OPM maintains open-source historical employment data for the past 17 years across all large independent federal organizations and agencies. Since 2005, these data-sets have included STEM worker employment trend data. In the present model, the data-sets for 2005–2014 are evaluated to establish initialization modeling parameters and validation criteria (satisfaction threshold, attrition propensity, age range, and STEM or non-STEM occupation code). As noted in the introduction section, the agent-based model initialization population is selected based on STEM worker density reported in OPM data sets. STEM workers are categorized in accordance with OPM occupational codes for all Science, Technology, Engineering, and Mathematics workers. For verification and validation purposes, attrition data collection was also conducted for two additional high-density STEM organizations, the EPA and FCC.

Methodology

The Overview, Design Concepts, and Details (ODD) protocol [10] follows the widely accepted structure used to describe the agent-based model (ABM) for STEM worker and Non-STEM worker attrition and group-size in high-density STEM organizations [6, 16].

Overview: purpose

The purpose is to propose and illustrate hypotheses on STEM organizational systems and associated emergent phenomena. Both the base-case high-density STEM organization, NASA, and control group organizations, the EPA and FCC, are represented to investigate attrition rate and emergent group-sizes across a distributed scale of organizational STEM density. Using the base-case high-density STEM organizational model, two additional variable high-density STEM organizational models are tested to validate and assess lower and upper-limit STEM density thresholds for attrition and observed group sizes during a 10-year period, 2005–2014.

Overview: entities, state variables, and scales

Adapted from Shapiro [6] U.S. Federal Workforce Departure Model, the present ABM includes STEM and Non-STEM workers represented as agents within an agent-space environment of a large U.S. government organization. Agents are defined by breed type, STEM or Non-STEM, and by the satisfaction or STEM satisfaction variable on a scale of 0 to 100. Starting satisfaction levels are assigned based on 2005–2014 NASA historical attrition rates in each of the 11 OPM age group categories. The agents are further categorized by age-group and distance to other STEM or Non-STEM agents.

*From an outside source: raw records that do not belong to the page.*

PR #678, opened 2024-11-20
BP: AbstractRendererXY: Update axesList of AbstractRenderer when changed (#677)

### LINKED ISSUE #677: Plugins like DataPointTooltip are not working at all if axes were only added to the chart
**Describe the bug:**

Plugins like `DataPointTooltip` are not working at all if the _axes were only added to the chart_ and not also to the renderer.

**To Reproduce:**

Open `FxmlSample` and hover an a data point. No tooltip appears although the plugin is active in this sample.

Screenshot at 2024-11-20 13-37-18

**Expected:**

Screenshot at 2024-11-20 13-37-55

**Environment:**
 - OS: Debian 12.7
 - Java version: openjdk version "17.0.13" 2024-10-15
 - JavaFx version: 16
 - ChartFx version: main, 05980c41

**Fix:**

I have a fix prepared for `AbstractRendererXY` and will create a PR for it.

dedeibel:
Fixes #677

### DIFF
--- a/chartfx-chart/src/main/java/io/fair_acc/chartfx/renderer/spi/AbstractRendererXY.java
+++ b/chartfx-chart/src/main/java/io/fair_acc/chartfx/renderer/spi/AbstractRendererXY.java
@@ -74,6 +74,9 @@ public abstract class AbstractRendererXY<R extends AbstractRendererXY<R>> extend
 
     @Override
     public void updateAxes() {
+        final var xAxisBefore = xAxis;
+        final var yAxisBefore = yAxis;
+
         // Default to explicitly set axes
         xAxis = ensureAxisInChart(getFirstAxis(Orientation.HORIZONTAL));
         yAxis = ensureAxisInChart(getFirstAxis(Orientation.VERTICAL));
@@ -94,6 +97,10 @@ public abstract class AbstractRendererXY<R extends AbstractRendererXY<R>> extend
         }
         if (yAxis instanceof CategoryAxis axis && !getDatasets().isEmpty()) {
             axis.updateCategories(getDatasets().get(0));
+        }
+
+        if (xAxisBefore != xAxis || yAxisBefore != yAxis) {
+            getAxes().setAll(xAxis, yAxis);
         }
     }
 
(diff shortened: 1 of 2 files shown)


chartfx-chart/src/main/java/io/fair_acc/chartfx/renderer/spi/AbstractRendererXY.java
```diff
@@ -95,6 +98,10 @@ public void updateAxes() {
         if (yAxis instanceof CategoryAxis axis && !getDatasets().isEmpty()) {
             axis.updateCategories(getDatasets().get(0));
         }
+
+        if (xAxisBefore != xAxis || yAxisBefore != yAxis) {
```
RalphSteinhagen, line 102: This may benefit from a check whether the original [x,y]Axis isn't null and decouple the setAll(..) call. 

Otherwise OK.

RalphSteinhagen (approved):
@dedeibel thanks for your PR! This looks OK. Thanks for also providing a unit-test.

As a minor request: if you could add a null pointer check for the rare case that there isn't any original axis before the updateAxes() call. We do not want to nullify any valid new axis. :smile: 

Since this is minor, it could be squash-merged afterwards w/o further review.

chartfx-chart/src/main/java/io/fair_acc/chartfx/renderer/spi/AbstractRendererXY.java
dedeibel: Thank you for looking into it. I am afraid I am unsure what you mean. Could you provide a code snippet that I could use?

dedeibel:
Thank you for your review! I will keep your suggestion in mind and hope we can get back to it if any problems with null values arise.

chartfx-chart/src/main/java/io/fair_acc/chartfx/renderer/spi/AbstractRendererXY.java
RalphSteinhagen: ... probably a rare (or even impossible) corner case. Will merge this and -- in the unlikely event that this causes problems -- will follow this up.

Distance is measured based on the NETLOGO model protocol with a starting patch radius of one agent-worker per ten model patches. Agents are set to randomly move two patches per time “tick” representing a week. The criterion for two-dimensional distance and agent movement amongst workers is an assumption based on the precedent set by the Shapiro, Mazzuchi, and Sarkani model. It does not directly reflect real-life distance. As workers depart the model, new workers are randomly introduced to the agent environment based on NASA 2005 STEM and Non-STEM age-group worker replacement rates [6].

Overview: process and scheduling

The model sets empirically defined rule-based thresholds for agent satisfaction at the individual and agent-group level to simulate worker attrition and group size starting behavior. The objective for agents is to seek and find an agent breed group that is at or above their individual satisfaction threshold level.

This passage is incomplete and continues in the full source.